Infrastructure integrating the next generation internet standard (IPV6) is crucial to support the future growth of connected vehicle networks.

Lessons Learned from the Design/Build/Test Phase of the USDOT’s Connected Vehicle Pilot Program.

Date Posted

Connected Vehicle Pilot Deployment Program Driving Towards Deployment: Lessons Learned from the Design/Build/Test Phase

Summary Information

In September of 2015, USDOT selected New York City Department of Transportation (NYCDOT), Wyoming Department of Transportation (WYDOT) and Tampa Hillsborough Expressway Authority (THEA) as the recipients of a combined $42 million in federal funding to implement a suite of connected vehicle applications and technologies tailored to meet their region’s unique transportation needs under the Connected Vehicle Pilot Deployment Program.
Following the award, each site spent 12 months preparing a comprehensive deployment concept to ensure rapid and efficient connected vehicle capability roll-out. The sites next completed a 24-month phase to design, build, and test these deployments of integrated wireless in-vehicle, mobile device, and roadside technologies.
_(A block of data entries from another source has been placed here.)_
PR #1933, opened 2025-03-01
Support for GNOME 48

### LINKED ISSUE #1923: Support GNOME Shell 48
### Describe the bug

Please add support for GNOME Shell 48.

I tried updating the metadata.json myself but got this error when activating the extension

```js
TypeError: class heritage Calendar.NotificationMessage is not an object or null
```

See also https://gjs.guide/extensions/upgrading/gnome-shell-48.html

### Steps to reproduce

_No response_

### Expected behavior

_No response_

### GSConnect version

58-1

### Installed from

OS package manager

### GNOME Shell version

48

Ubuntu 25.04 or Debian Unstable

### Paired device(s)

_No response_

### KDE Connect app version

_No response_

### Plugin(s)

_No response_

### Support log

```plain text

```

### Screenshots

_No response_

### Notes

_No response_

retrixe:
Fixes #1923 

Advisable not to merge this until GNOME 48 is out, in case something breaks down the line.

Food for thought:
- Grouped notifications also don't seem to work for me (and, come to think of it, I haven't seen notifs from other apps group up either) and maybe it's not necessarily desirable for GSConnect? I suppose we might need to make use of `NotificationMessageGroup` to enable this functionality, I haven't looked too deeply into any of it so far.


jbicha:
This doesn't work for me with GNOME Shell 47.3 on Debian Testing.

```
Extension gsconnect@andyholmes.github.io: TypeError: class heritage MessageList.NotificationMessage is not an object or null
Stack trace:
  @file:///usr/share/gnome-shell/extensions/gsconnect@andyholmes.github.io/shell/notification.js:54:4
  async*@resource:///org/gnome/shell/ui/init.js:21:20
```

Also, you need to update metadata.json or this won't work for 48 either.

retrixe:
@jbicha thanks for the testing! I've added GNOME 48 to the manifest.json (sorry about that) and used the GNOME version to dynamically import `NotificationMessage` from the correct file.

I don't have a machine with GNOME 46/47 on me, but it should work correctly now on those versions (it works fine for me on GNOME 48 as well)

andyholmes:
LGTM, thanks! We haven't branched for gnome-47 yet, so we should probably...

- roll a release
- branch for gnome-47
- land this

cc @daniellandau @ferdnyc

retrixe:
Not sure branching is necessary since this PR retains support for GNOME Shell 46 and 47 as well

ferdnyc:
Agreed, if we can release a new update that supports all three releases, I'd rather _not_ branch. Having just worked on two backport branches, I can confirm that it is a giant PITA and I want as little as possible to do with it in the future.

src/shell/notification.js
```diff
@@ -7,14 +7,18 @@ import GLib from 'gi://GLib';
...
-import * as Calendar from 'resource:///org/gnome/shell/ui/calendar.js';
 import * as NotificationDaemon from 'resource:///org/gnome/shell/ui/notificationDaemon.js';
 
 import {gettext as _} from 'resource:///org/gnome/shell/extensions/extension.js';
 import {getIcon} from './utils.js';
 
+const {NotificationMessage} = Number(PACKAGE_VERSION.split('.')[0]) >= 48
+    ? await import('resource:///org/gnome/shell/ui/messageList.js') // GNOME 48
+    : await import('resource:///org/gnome/shell/ui/calendar.js'); // GNOME 46/47
+
```
ferdnyc, line 21: \*grumble\* I knew notifications were never going to stay part of the `Calendar` code because that simply made not one iota of sense. So, this is a good change, and really I'm annoyed because we went through two releases where all notifications _WERE_ `Calendar.NotificationMessage`s, before that finally got fixed!

ferdnyc (approved):
If this is the only change necessary to move from GNOME 47 → 48, then great, I'm all for it.

What's this about grouped notifications; is that a new GNOME 48 thing?

Not _sure_ if we'd want it for GSConnect notifications, anyway, because I'd think that if we were going to have notifications grouped, we'd want them grouped by the source app on the remote end. And definitely by device, as well, when there are multiple remote devices we're mirroring notifications for. Having all mirrored notifications from all devices bunched up into a single "GSConnect" group sounds... sub-optimal.

So, we'd have to figure out how to convey our multiple personalities (source identities) to the notification system, so that it could do the correct grouping.

ferdnyc:
@retrixe Is this good to be un-draft-ified? I could do it for you, but that feels presumptuous.

retrixe:
> What's this about grouped notifications; is that a new GNOME 48 thing?
> 
> Not _sure_ if we'd want it for GSConnect notifications, anyway, because I'd think that if we were going to have notifications grouped, we'd want them grouped by the source app on the remote end. And definitely by device, as well, when there are multiple remote devices we're mirroring notifications for. Having all mirrored notifications from all devices bunched up into a single "GSConnect" group sounds... sub-optimal.
> 
> So, we'd have to figure out how to convey our multiple personalities (source identities) to the notification system, so that it could do the correct grouping.

Yeah, [it's a GNOME 48 feature](https://gitlab.gnome.org/GNOME/gnome-shell/-/merge_requests/3012)

It seems my Fedora 42 system is running 48.beta, whereas notification grouping was added in 48.rc which released a few days ago, so that explains why I haven't seen any grouping yet... It seems it groups based on the `Source` object, so my assumption is that all GSConnect notifications will be grouped together by default, but I'd need to test it to know for sure

This reminds me of Phone Link on Windows which I used recently, which has its notifications grouped all under Phone Link, so I'm not sure it's _exactly_ a bad thing, though it would be better to group notifications by device if possible

> @retrixe Is this good to be un-draft-ified? I could do it for you, but that feels presumptuous.

Usually I'd be fine with it, but cause of 48.rc's notification grouping changes in `messageList.js`, I'm not sure if more changes are necessary. Fedora should update to 48.rc soon enough, but in the meantime... if someone can confirm if notifications still works and check how the grouping feature affects GSConnect, it could be fine to merge

maurerle:
So the grouping works fine using the current released version enabled on Gnome 48 on Debian testing 13 trixie.
I used `gsettings set org.gnome.shell disable-extension-version-validation true` to enable this.

Using the phone and "Send ping" action creates a grouped notification as seen here:
image

And here in the extended view:

image

So this looks fine to me. LGTM :)

I think the adjustment to Gnome 48 is not even required, as the class is still available in the previous namespace..? But this is just an assumption.

retrixe:
Fedora 42 updated to GNOME 48.rc as well, and it seems notification grouping works fine like you mentioned :tada: 

<details>
<summary>Image</summary>

Screenshot From 2025-03-14 20-16-52

</details>

Only concern is if we want to make notifications grouped separately for different devices (right now they're grouped for all devices together), but for initial GNOME 48 support, it seems things work fine

I'll push a fix for [this](https://gjs.guide/extensions/upgrading/gnome-shell-48.html#st-widgets-orientation) then unmark this as draft

src/shell/gmenu.js
```diff
@@ -92,12 +93,19 @@ export class ListBox extends PopupMenu.PopupMenuSection {
...
+        this.sub = Number(PACKAGE_VERSION.split('.')[0]) >= 48
+            ? new St.BoxLayout({
+                clip_to_allocation: true,
+                orientation: Clutter.Orientation.HORIZONTAL, // GNOME 48
+                visible: false,
+                x_expand: true,
+            })
+            : new St.BoxLayout({
+                clip_to_allocation: true,
+                vertical: false, // GNOME 46/47 (afaict, these don't have orientation)
```
ferdnyc, line 105: I believe they do, actually. `Clutter.Orientation` is definitely defined in GNOME 47 (just tested in `gjs`), and `St.BoxLayout.vertical` has been [documented](https://gnome.pages.gitlab.gnome.org/gnome-shell/st/property.BoxLayout.vertical.html) as "A convenience property for the `ClutterBoxLayout:vertical` property of the internal layout for `StBoxLayout`." for as long as it's existed. (Those docs were generated in February 2024, in fact. Which is why they still don't show `St.BoxLayout.vertical` as deprecated.)

ferdnyc (approved):
This seems fine (thanks @retrixe !) and I'm willing to merge it as-is if we need to get a release out, but I think we should look into whether we really need to do the version-dependent thing, or whether we can just use `St.BoxLayout.orientation` in all versions. My admittedly-cursory investigation so far makes the latter seem like a strong possibility.

src/shell/gmenu.js
ferdnyc: Er, half-finished thought. I meant to say, it's been documented [alongside the `orientation` property](https://gnome.pages.gitlab.gnome.org/gnome-shell/st/property.BoxLayout.orientation.html) for as long as it's existed.

ferdnyc: Nope, I'm wrong. `orientation` [was only added a month ago](https://gitlab.gnome.org/GNOME/gnome-shell/-/commit/01541929eb02557f213d22d481388896bf6fc746).

The docs were generated with the 2024-02 version _of gi-docgen_, they're not themselves a year old. Whoops.

src/shell/gmenu.js
```diff
@@ -92,12 +93,19 @@ export class ListBox extends PopupMenu.PopupMenuSection {
         this.actor.add_child(this.box);
 
         // Submenu Container
-        this.sub = new St.BoxLayout({
-            clip_to_allocation: true,
-            vertical: false,
-            visible: false,
-            x_expand: true,
-        });
+        this.sub = Number(PACKAGE_VERSION.split('.')[0]) >= 48
```
ferdnyc, line 96: Part of me wants to create a "feature-test" constant for this, instead of having to do the string-processing and comparison every time. Something like,

```js
// in src/shell/utils.js maybe
export const HAVE_ST_ORIENTATION = new Boolean(
    Number(PACKAGE_VERSION.split('.')[0]) >= 48);

// Everywhere else
import {HAVE_ST_ORIENTATION} from '../shell/utils.js';
this.sub = new St.BoxLayout(
    HAVE_ST_ORIENTATION
    ? { ... }
    : { ... }
);
```

ferdnyc: (If it does go in `src/shell/utils.js`, the `PACKAGE_VERSION` import and the definition of `HAVE_ST_ORIENTATION` will need the same conditional logic as the `St` import, to protect `prefs.js`'s use pf that mpdule.)

retrixe: @ferdnyc the latest 2 commits should be of interest, let me know what you think

I added feature flags in the first one, and the second one eliminates dynamic imports (which started to feel really icky) by moving the setup code into the `utils` folder, which makes much more sense to me, since it's common shared code

ferdnyc (approved):
Thanks, @retrixe, this is awesome!

I have some minor cosmetic nitpicks, but nothing that affects any of the code itself. That's all great. Looking forward to getting this merged!

src/shell/gmenu.js
```diff
@@ -92,12 +92,19 @@ export class ListBox extends PopupMenu.PopupMenuSection {
...
-        this.sub = new St.BoxLayout({
-            clip_to_allocation: true,
-            vertical: false,
-            visible: false,
-            x_expand: true,
-        });
+        this.sub = HAS_ST_ORIENTATION
+            ? new St.BoxLayout({
+                clip_to_allocation: true,
+                orientation: Clutter.Orientation.HORIZONTAL, // GNOME 48
```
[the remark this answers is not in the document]
ferdnyc: Ah, ESLint [decided to get out of the whitespace game entirely](https://github.com/eslint/eslint/issues/17522) for version 9. But those rules mostly migrated to the `@stylistic` plugin which we're already using.

src/extension.js
```diff
@@ -22,9 +22,8 @@ import * as Device from './shell/device.js';
 import * as Keybindings from './shell/keybindings.js';
 import * as Notification from './shell/notification.js';
 import * as Input from './shell/input.js';
-import * as Utils from './shell/utils.js';
 import * as Remote from './utils/remote.js';
-import setup from './utils/setup.js';
+import setup, * as Setup from './utils/setup.js';
```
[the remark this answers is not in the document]
retrixe: This wouldn't be called `Setup.setup` though, since it's a default export, it's name-less and the actual name it'll have is `Setup.default`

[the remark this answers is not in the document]
retrixe: If that's okay with you, I can make the change though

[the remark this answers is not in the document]
ferdnyc: @retrixe  Ah, good catch thanks. Hrm. 

We already have other weird uses of that module, like:

`src/preferences/init.js` AND `src/service/init.js`:
```js
import setup, {setupGettext} from '../utils/setup.js';
```

In fact, there's no longer _any_ place where we import only the default function. (The ones you changed were the last holdouts, the others were already weird.)

Seems to me like having it be the default export doesn't make any sense. We never need _just_ that function anywhere. So why not remove the default, and just import the entire module as `Setup` when we need to call its functions?

Then we can just call `Setup.setup()`, `Setup.setupGettext()`, `Setup.ensurePermissions()`, `Setup.installService()`, etc. as needed.

That makes more sense to me; what do you think?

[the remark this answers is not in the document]
ferdnyc: (Apologies, BTW. I realize this is entirely out of scope for the GNOME 48 changes.)

In fact, on that note, I'm going to merge this as-is, since it's in a good state. We can address cleaning up the situation with `utils/setup.js` in a future PR.

ferdnyc:
Many thanks again, @retrixe, for all the work you put into this!

Merging, so that we're GNOME-48-ready in the upcoming release.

As of early 2019, the sites are entering a third phase of the deployment where the tested connected vehicle systems will become operational for a minimum 18-month period and will be monitored on a set of key performance measures.

Given the promising future of connected vehicle deployments and the growing early deployer community, experiences and insights across all stages of the Design/Build/Test Phase of the CV Pilots have been collected to serve as lessons learned and recommendations for future early deployer projects and efforts.

The following lessons outline any changes needed to prepare roadways and intersections for the installation of CV devices.

Consider the location of existing ITS and line of sight when selecting sites for the installation of RSUs

  • Wherever feasible, CV equipment should be collocated at closed-circuit television (CCTV), dynamic message sign (DMS) or traffic signal locations sites to take advantage of the existing roadside infrastructure, power and communications equipment. RSU mounting locations should also be optimized to achieve clear line of sight free of radio frequency (RF) signal path interference from trees, bridges, overpasses and other structures.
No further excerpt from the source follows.